Stored data
=== Section Start ===

PR #1258, opened 2016-01-17
Cmake: Remove trailing space from LLVM_LDFLAGS.

redstar:
This happens on my ARM device and causes a cmake error.


JohanEngelen:
@redstar There is also the string(STRIP ...) cmake command that you can use to trim whitespace.

redstar:
@JohanEngelen Thanks. I will change it.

=== Section End ===

What to produce:
Copy out the data shown above without altering anything.

Response to the task:
PR #1258, opened 2016-01-17
Cmake: Remove trailing space from LLVM_LDFLAGS.

redstar:
This happens on my ARM device and causes a cmake error.


JohanEngelen:
@redstar There is also the string(STRIP ...) cmake command that you can use to trim whitespace.

redstar:
@JohanEngelen Thanks. I will change it.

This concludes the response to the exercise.